[Stored items]
======

PR #368, opened 2026-07-31
🐛 Support range decision on stream mode

### LINKED ISSUE #271: [FEATURE] Support Decision Scope

CrowdSec sends decisions with a scope field that can be:

"Ip" - for individual IP addresses
"Range" - for CIDR blocks like 192.168.1.0/24
"Country" - for country-based blocks
"AS" - for ASN-based blocks

This is totally ignored in current implementation, everything is treated as if it were an Ip Scope.

Support Country, Range and AS, proposal:

* Range should be straightforward to implement and would require a radix tree that is updated realtime to perform optimally.
* AS and Country: this middleware's purpose is NOT to geolocate incoming requests, but it could rely on an existing header (set by another middleware) to know the request country.

I already have most of the pieces to complete this, including the radix tree implementation (without CIDR removal though...) in the geoblock plugin: https://github.com/david-garcia-garcia/traefik-geoblock I believe implementing all this should be quite straightforward.

maxlerebourg:


bouncer.go
```diff
@@ -392,6 +392,16 @@ func (bouncer *Bouncer) ServeHTTP(rw http.ResponseWriter, req *http.Request) {
 	// Right here if we cannot join the stream we forbid the request to go on.
 	if bouncer.crowdsecMode == configuration.StreamMode || bouncer.crowdsecMode == configuration.AloneMode {
 		if isCrowdsecStreamHealthy {
+			cidrValue, cidrErr := bouncer.cacheClient.GetCIDR(remoteIP)
```
mathieuHa, line 395: we don't need to handle the error here ?

bouncer.go
```diff
@@ -669,11 +679,19 @@ func handleStreamCache(bouncer *Bouncer) error {
 			default:
 				bouncer.log.Info("handleStreamCache:unknownType " + decision.Type)
 			}
-			bouncer.cacheClient.Set(decision.Value, value, int64(duration.Seconds()))
+			if strings.Contains(decision.Value, "/") {
```
mathieuHa, line 687: What is this decision ? please add comment '/' value is not straighforward

mathieuHa:
Pushed one commit per point from my review to [`368-review-fixes`](https://github.com/maxlerebourg/crowdsec-bouncer-traefik-plugin/compare/271-feature-support-decision-scope...368-review-fixes), branched off `1ba556e`. They are proposals, independent of each other and each self-contained — cherry-pick, squash or drop as you see fit. The range matching logic itself is correct, I checked the writer/reader agree on IPv4, IPv6, non-normalized values and `::ffff:` forms; everything below is around it.

`44f6bd2` **cidr: build keys through net.IPNet instead of hand-masking bytes**
`CIDRKeys` hand-formatted its keys while `SetCIDR` formats via `net.IPNet.String()`, so the two only agreed by coincidence; both now go through the same formatter (output verified byte-identical). Also removes the only `intrange` violation in the tree, so the linter exclusion is no longer needed.

`bfb7462` **cidr: only probe the prefix lengths that have a decision**
Stream mode caches no negative result per IP, so every allowed request fell through to `GetCIDR` and probed *every* prefix length: 33 cache reads for an IPv4 client, 129 for IPv6, even with no range decision at all — with redis that is as many sequential round trips per request. Keeping the set of prefix lengths in use under one key brings it to 1 read with no range decision, 2 with a single `/24`.

`b1cd735` **cidr: log the decisions dropped for an unparsable CIDR**
`SetCIDR`/`DeleteCIDR` returned silently when `NormalizeCIDR` rejected the value, so a range decision that is not enforced looks exactly like one that is. Now logged at Error, since this is the direction that fails open.

`37ae353` **split the cache and stream lookups out of ServeHTTP**
The inline CIDR lookup pushed `ServeHTTP` past the cognitive threshold and the fix was to add `gocognit` to the nolint list, right under the `TODO This should be simplified`. Extracting the two blocks the TODO was about drops it from 36 to 12 and removes both suppressions (measured with standalone `gocognit`/`nestif` at golangci's thresholds, since `enable-all` turns on `nolintlint`).

`75882c8` **keep the stream lease alive when updateIntervalSeconds is 1**
`updateIntervalSeconds: 1` makes the poll lease a 0 second `Set`, which golang-ttl-map ignores outright (`map.go:114`) and redis rejects as an EX, so the "only one node polls per interval" guard silently does nothing. Floored at 1 second.

`f93824f` **route decisions on their scope, not only on a slash in the value**
`Decision.Scope` already carries what LAPI says about the range, so it is read first with the slash kept as a fallback for a LAPI (and the mock) that does not populate it. Purely defensive, no behaviour change today — the easiest one to drop.

`372f8da` **cidr: cover the invariant the range matching rests on**
Adds the test that was missing: the key written for a decision must be one of the keys looked up for an IP it covers, and none of an IP it does not — dropping the mask in `cidrKey` fails 9 of its cases. Plus `CIDRLookupKeys` length by length, the IPv6 network-address case and `CIDRPrefixLen`.

`35a3433` **cache: cover the CIDR operations and what a lookup costs**
`pkg/cache` had no test for `Set/Get/DeleteCIDR`; this covers range boundaries, IPv6, `::ffff:` clients, and pins the most-specific-wins precedence that nothing was holding in place. `Test_GetCIDR_Reads` makes the read count part of the contract: probing every length again turns it into 34/130 reads and fails.

`a09418b` **e2e: stop racing the deadline in the stream failure check**
`updateFailure` is compared before being incremented, so with `updateMaxFailure: 2` at a 1s interval the bouncer gives up on the third failed poll (~3s); sleeping 2s and then polling for a 200 left ~1s of margin, and the window never reopens, so a loaded runner turns it into a 15s wait then a failure. Asserts the 200 immediately instead.

`5987230` **e2e: do not fail a scenario on a single slow response**
`-m 1` is right for the polling helpers where a timeout is just another attempt, but the assertions and the `lapi_*` control plane get a single try under `set -euo pipefail` — a timed out `lapi_add_decision` aborts the scenario before the decision exists. Those seven now use `--connect-timeout 1 -m 5`.

Verified on the branch tip: `go vet ./...`, `gofmt`, `go test ./pkg/...`, and the full `make e2e_mock` suite (all 9 scenarios) green against real Traefik v3.7.9, which also confirms the new code is fine under yaegi.

One judgement call worth your opinion on `bfb7462`: the prefix-length set is written with an effectively infinite duration and its absence is taken to mean "no range decision exists". If it ever disappeared while decisions lived (a redis eviction under `maxmemory`), range decisions would stop matching until the next one arrives. It is the hottest key of the namespace so an LRU policy evicts it last, and the fallback is the pre-PR behaviour rather than something worse — but if you would rather trade reads for that, the alternative is to fall back to probing every length when the key is missing.

mathieuHa:
Read through the range support and opened #372 with review fixes. It targets this branch rather than `main`, so it can be folded in before this merges — or dropped without affecting anything else. `bouncer.go` is untouched by it (`git diff 1ba556e..368-review-fixes -- bouncer.go` is empty), so none of the feature logic changes.

The two findings worth your attention:

**1. `CIDRKeys` and `NormalizeCIDR` agreed only by coincidence.** The lookup side built keys with `n.String() + "/" + strconv.Itoa(bits)`; the write side (`SetCIDR`/`DeleteCIDR`) formats via `net.IPNet.String()`. Any formatting divergence between them silently stops every range decision from matching, with all tests green. Nothing covered the invariant.

Concretely: mutating `NormalizeCIDR` to format from the parsed IP rather than the masked network — so `10.0.0.5/24` stores under `10.0.0.5/24` — passes the current test suite clean. It would unmatch every decision LAPI does not send on a network address. #372 routes both sides through the same formatter (output byte-for-byte identical to today) and adds the test that pins it.

**2. `GetCIDR` cost 33 reads per IPv4 request, 129 per IPv6 — even with no range decision stored.** In stream mode nothing caches a negative result per IP, so the exact-IP lookup misses on every legitimate request and falls through to `GetCIDR`, which probes every possible prefix length. On the local cache that is wasted work on the request path; against redis it is 33–129 sequential round trips per request.

#372 keeps the set of prefix lengths that actually have a decision under one key and probes only those: 1 read with no range decision, 2 with a single `/24`, 4 with four lengths in use. There is a test counting reads so it stays that way.

Also in there: an Error log when a CIDR is rejected (`SetCIDR`/`DeleteCIDR` returned silently, and that path fails open), CIDR coverage for `pkg/cache` which had none, a test pinning most-specific-wins precedence, and two e2e timing races the new stream scenario introduced.

---

Separately, a bug I found here but did **not** put in #372, because it is on `main` already and independent of this work — #370, fix in #371:

`handleStreamCache` stores the poll lease for `updateInterval - 1` seconds. This branch sets `updateIntervalSeconds: "1"` in the stream scenario, which makes that **0 seconds** — `golang-ttl-map` returns early on a zero TTL and redis rejects `EX 0`, so the lease is never stored and every node polls LAPI on every tick instead of one of them. `updateIntervalSeconds: 1` is a supported value (validated as `>= 1`), so this is reachable in production, not just in the test config.

It is silent on the local cache and only a log line on redis, and a single-instance deployment just pays a redundant poll — so it does not show up in the e2e suite, which runs one bouncer. The cost appears with several bouncers against a shared redis.

For completeness, three commits from my working branch are deliberately **not** in #372: a `ServeHTTP` split to drop the `gocognit`/`nestif` suppressions, routing decisions on `Decision.Scope` instead of a slash in the value, and the lease fix above. Happy to open any of them separately if useful.

bouncer.go
maxlerebourg: It misses the commit with isCIDR function

mathieuHa:
@maxlerebourg should we merge this now that review fix were merge into this one ?

Got a lot of PR/issue backlog to look for next

bouncer.go
david-garcia-garcia: I prepared [#383](https://github.com/maxlerebourg/crowdsec-bouncer-traefik-plugin/pull/383). It generalizes this so we can honor several CrowdSec scopes: Range (CIDR), Country, AS, and custom scopes taken from request headers.

This PR only covers Range in stream mode. Extending it later to the other scopes would mean redoing the same work.

david-garcia-garcia:
I prepared [#383](https://github.com/maxlerebourg/crowdsec-bouncer-traefik-plugin/pull/383). It generalizes this so we can honor several CrowdSec scopes: Range (CIDR), Country, AS, and custom scopes taken from request headers.

This PR only covers Range in stream mode. Extending it later to the other scopes would mean redoing the same work.

mathieuHa:
HI @david-garcia-garcia We are a bit worried about performance issue on this new addition. I think we'll proceed in multiple PR/sessions.
I'm testing in live environment some feature. Thanks for the idea of the mget also.
We'll definitely keep your ideas in the future implementation/credits.

We got so many PR/issue to solve and at the time it's hard to do it all "fast enough" with this IA OSS world.
we'll try our best on it.

Issue #312, opened 2026-02-03
[FEATURE] create an Origin filter to filter decisions LAPI


lluisd:
Like it's done in the crowdsec unifi bouncer https://github.com/Teifun2/cs-unifi-bouncer where there is a CROWDSEC_ORIGINS property where you can specify which decisions from your LAPI are going to be applied to your bouncer. 

It will be useful in some scenarios where you use more than one bouncer. For example I use unifi bouncer for my crowdsec and cscli decisions but use treafik one for the rest (CAPI and lists) because the unifi firewall cannot manage thousends of firewall rules like the ones from CAPI and lists. For now it's not a big problem becuase for my case I use unifi with partial decisions and traefik with all but it will let this plugin to be more configurable

PR #369, opened 2026-08-01
✨ feat: serve captcha for bans from configured decision origins

JanMikes:
## Problem

The CAPI community blocklist (and console-subscribed blocklists) always deliver decisions of type `ban`, and that type cannot be changed anywhere:

- **CrowdSec console** — per-subscription remediation is offered for *catalog* blocklists; the Community Blocklist's menu has no such setting.
- **`profiles.yaml`** — only shapes locally generated alerts; CAPI decisions arrive pre-typed and never pass through it.
- **This plugin** — maps purely on `decision.Type`.

On a typical setup that is the overwhelming majority of decisions. On mine it is 26 093 of 26 122 decisions in a single stream response:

======

What you should do → Your task for the entries above: copy exactly the span starting with the line with "is right for" and going on through the line with "Verified on the", both lines included, and nothing else.

Task answer →
`-m 1` is right for the polling helpers where a timeout is just another attempt, but the assertions and the `lapi_*` control plane get a single try under `set -euo pipefail` — a timed out `lapi_add_decision` aborts the scenario before the decision exists. Those seven now use `--connect-timeout 1 -m 5`.

Verified on the branch tip: `go vet ./...`, `gofmt`, `go test ./pkg/...`, and the full `make e2e_mock` suite (all 9 scenarios) green against real Traefik v3.7.9, which also confirms the new code is fine under yaegi.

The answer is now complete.